■ Work instructions
Restate all of the data below word for word.

____

PR #597, opened 2017-03-19
change: Add change exercise

leenipper:


leenipper:
oops, used change.go instead of example.go. will re-submit.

____

■ Expected output
PR #597, opened 2017-03-19
change: Add change exercise

leenipper:


leenipper:
oops, used change.go instead of example.go. will re-submit.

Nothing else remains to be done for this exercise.